In Progress:

Public Debt Management: Strategy and Evidence (Under Contract). Cambridge University Press

Abstract: Effective public debt management can save millions of taxpayer dollars, ensure that needed infrastructure is delivered in an efficient and equitable way, and bolster trust in state and local government. When done poorly, it can squander taxpayers’ dollars and their goodwill. Given the tremendous complexity and careful scrutiny now surrounding municipal bonds, it’s more challenging than ever for public officials to get it right. As such, the goal of this book is to equip public debt management officials with a base of evidence to guide their strategic, policy, and tactical choices as they navigate the evolving municipal market landscape.

"Diversification and Stability in Illinois Local Government Revenues" (with Wesley Janson). Under Review.

Abstract: We propose and test a new measure of local government revenue diversification. Conventional wisdom suggests that local governments with more diversified revenue portfolios will have more stable revenues over time. However, traditional measures of revenue diversification do not account for co-movements across revenue sources that can lead to unexpected windfalls and shortfalls. To address this drawback we directly measure the volatility of local government revenue portfolios. We then test this new measure on all counties, cities and villages in Illinois from 2000-2021, and find it explains revenue windfalls and shortfalls much better than traditional diversification measures. We also find that revenue volatility is especially strong among local governments that depend on state intergovernmental revenues. State policymakers considering expansions of state intergovernmental revenues should consider these potential trade-offs, and should consider mitigating those trade-offs by requiring timely and regular local distributions of those revenues.
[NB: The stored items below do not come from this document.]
PR #2398, opened 2017-05-30
feat: tooltips for all formatted URLs

patrickhulce:
extends the goodness of #2312 to all audits formatting URLs

also adds an `elideDataURI` method to url shim to prevent enormous images from filling the LHR multiple times

### DIFF
--- a/lighthouse-core/audits/deprecations.js
+++ b/lighthouse-core/audits/deprecations.js
@@ -60,7 +60,6 @@ class Deprecations extends Audit {
         });
 
     const deprecationsV2 = entries.filter(log => log.entry.source === 'deprecation').map(log => {
-      // CSS deprecations can have missing URLs and lineNumbers. See https://crbug.com/680832.
       return {
         type: 'code',
         text: log.entry.text,
--- a/lighthouse-core/audits/deprecations.js
+++ b/lighthouse-core/audits/deprecations.js
@@ -24,7 +24,6 @@
 
 const Audit = require('./audit');
 const Formatter = require('../report/formatter');
-const URL = require('../lib/url-shim');
 
 class Deprecations extends Audit {
   /**
@@ -62,11 +61,10 @@ class Deprecations extends Audit {
 
     const deprecationsV2 = entries.filter(log => log.entry.source === 'deprecation').map(log => {
       // CSS deprecations can have missing URLs and lineNumbers. See https://crbug.com/680832.
-      const url = URL.isValid(log.entry.url) ? URL.getURLDisplayName(log.entry.url) : '';
       return {
         type: 'code',
         text: log.entry.text,
-        url,
+        url: log.entry.url,
         source: log.entry.source,
         lineNumber: log.entry.lineNumber
       };
--- a/lighthouse-core/lib/url-shim.js
+++ b/lighthouse-core/lib/url-shim.js
@@ -97,6 +97,7 @@ URL.getURLDisplayName = function getURLDisplayName(url, options) {
 };
 
 /**
+ * Limits data URIs to 100 characters, returns all other strings untouched.
  * @param {string} url
  * @return {string}
  */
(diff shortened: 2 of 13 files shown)


lighthouse-core/audits/deprecations.js
```diff
@@ -62,11 +61,10 @@ class Deprecations extends Audit {
 
     const deprecationsV2 = entries.filter(log => log.entry.source === 'deprecation').map(log => {
       // CSS deprecations can have missing URLs and lineNumbers. See https://crbug.com/680832.
```
ebidel: Shall we remove the comment?

patrickhulce: done

lighthouse-core/lib/url-shim.js
```diff
@@ -96,6 +96,19 @@ URL.getURLDisplayName = function getURLDisplayName(url, options) {
   return Util.getURLDisplayName(new URL(url), options);
 };
 
+/**
+ * @param {string} url
```
brendankenny: add description

lighthouse-core/lib/url-shim.js
```diff
@@ -96,6 +96,19 @@ URL.getURLDisplayName = function getURLDisplayName(url, options) {
...
+ * @return {string}
+ */
+URL.elideDataURI = function elideDataURI(url) {
```
brendankenny: I guess preferring `elideDataUri` is already a losing battle :(

lighthouse-core/lib/url-shim.js
```diff
@@ -96,6 +96,19 @@ URL.getURLDisplayName = function getURLDisplayName(url, options) {
...
+  try {
+    const parsed = new URL(url);
+    return parsed.protocol === 'data:' ? url.slice(0, 100) : url;
```
brendankenny: no clue when it could matter, but what about `parsed.href.slice(0, 100)`

lighthouse-core/lib/url-shim.js
patrickhulce: ha, yeah I've mostly given in at this point

lighthouse-core/lib/url-shim.js
patrickhulce: done

lighthouse-core/lib/url-shim.js
patrickhulce: that seems slightly more confusing to me since I started second guessing if parsed.href is somehow different from `url`, is there a reason you prefer it?

patrickhulce:
> is there a general rule for this? When should an audit author be sure to shorten data URLs?

when there's a reasonable chance that the URL can be massive i.e. it can be a very large image, here I've done it to all audits where we might expect an image and left it off for those we don't

brendankenny:
> when there's a reasonable chance that the URL can be massive i.e. it can be a very large image, here I've done it to all audits where we might expect an image and left it off for those we don't

is it this way (vs just in `_renderURL` for all callers) just to save `details` size?

lighthouse-core/lib/url-shim.js
brendankenny: > that seems slightly more confusing to me since I started second guessing if parsed.href is somehow different from url, is there a reason you prefer it?

making a reader second guess is a downside, but it does mean that any canonicalization or whatever that the URL constructor does is included.

OTOH, I have no clue if it would actually do anything to the beginning of a data URL that parsed successfully :)

`parsed.toString().slice(0, 100)` could be less confusing but does the same thing

patrickhulce:
> just to save details size?

correct-o

lighthouse-core/lib/url-shim.js
patrickhulce: > it does mean that any canonicalization or whatever that the URL constructor does is included

I'm a little confused why we want this, it's going to be reprocessed by a `new URL` by the renderer in `_renderUrl` anyhow, so why would we want to mess with it more here?

brendankenny: yeah, I guess I'm thinking about `URL.elideDataURI` in isolation/other future uses. To me it makes sense to get a shortened version of the canonicalized URL out of calling it, but without a known change that could be made to it, up to you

"Evaluating State Tax Preferences: Challenges and Opportunities." In Progress.

Abstract: States and localities forego nearly as much own-source revenue as they collect. That revenue is foregone through exemptions, abatements, credits, deductions, differential rates, and other “tax preferences.” Several states and localities have launched efforts to evaluate the effectiveness of those preferences. One approach to that effect is to subject tax preferences to regular program audits. In this paper I consider the veracity of this approach. Preliminary findings – based on a review of more than 250 tax preference evaluation reports and other documents from Washington State – suggest three primary challenges to this approach. Of particular concern is that many tax preferences have no stated intent, or their intent is to deliver targeted political benefits. But despite those drawbacks, this approach has considerable merits. I describe those merits and potential adjustments going forward.

Selected Recent Publications:

"Local Lodging Taxes Before, During and After the Pandemic" (with Tom Hazinski). Forthcoming at the Municipal Finance Journal.

"Stories and Sentiment in State and Local Government Finance." State and Local Government Review 53(3) (2021): 248-259.

"Aptitude, Accountability, and Adaptation: Research Themes for Public Budgeting, Finance, and Financial Management," In the Routledge Handbook of Public Administration, 4th ed. (2022), eds. Bart Hildreth, Ev Lindquist, and Gerald Miller (New York: Routledge).